PROBLEM REQUIREMENTS:
The answer should consist of all the entries, repeated word for word.

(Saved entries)
┏━━

PR #3074, opened 2022-08-15
Add aliases for ed25519 field.feMul and field.feSquare.

abrender:
ed25519vectors_test.go still fails because:
* It relies on "go mod download" which doesn't work, as well as fork/exec.
* It relies on JSON parsing which has problems with reflection.

But, with the vectors hard coded in the test file the tests *do* succeed, so the encryption is working.

### DIFF
--- a/compiler/alias.go
+++ b/compiler/alias.go
@@ -16,6 +16,8 @@ import "tinygo.org/x/go-llvm"
 
 var stdlibAliases = map[string]string{
 	// crypto packages
+	"crypto/ed25519/internal/edwards25519/field.feMul":    "crypto/ed25519/internal/edwards25519/field.feMulGeneric",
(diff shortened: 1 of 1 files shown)


dgryski:
This is useful.  I'm pretty sure there are a few other routines in the crypto packages that could use some aliasing.

abrender:
> This is useful. I'm pretty sure there are a few other routines in the crypto packages that could use some aliasing.

I'm unsure if the failing windows build is due to this or just a fluke.  I'm unable to rerun the workflow - any suggestions? Thanks!

dgryski:
@abrender Restarted the windows build for you.

abrender:
> @abrender Restarted the windows build for you.

@dgryski - thanks! All green now :)

dgryski (approved):
LGTM

deadprogram:
Thanks for the contribution @abrender and thanks for reviewing @dgryski now merging.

┗━━

ANSWER SPACE:
PR #3074, opened 2022-08-15
Add aliases for ed25519 field.feMul and field.feSquare.

abrender:
ed25519vectors_test.go still fails because:
* It relies on "go mod download" which doesn't work, as well as fork/exec.
* It relies on JSON parsing which has problems with reflection.

But, with the vectors hard coded in the test file the tests *do* succeed, so the encryption is working.

### DIFF
--- a/compiler/alias.go
+++ b/compiler/alias.go
@@ -16,6 +16,8 @@ import "tinygo.org/x/go-llvm"
 
 var stdlibAliases = map[string]string{
 	// crypto packages
+	"crypto/ed25519/internal/edwards25519/field.feMul":    "crypto/ed25519/internal/edwards25519/field.feMulGeneric",
(diff shortened: 1 of 1 files shown)


dgryski:
This is useful.  I'm pretty sure there are a few other routines in the crypto packages that could use some aliasing.

abrender:
> This is useful. I'm pretty sure there are a few other routines in the crypto packages that could use some aliasing.

I'm unsure if the failing windows build is due to this or just a fluke.  I'm unable to rerun the workflow - any suggestions? Thanks!

dgryski:
@abrender Restarted the windows build for you.

abrender:
> @abrender Restarted the windows build for you.

@dgryski - thanks! All green now :)

dgryski (approved):
LGTM

deadprogram:
Thanks for the contribution @abrender and thanks for reviewing @dgryski now merging.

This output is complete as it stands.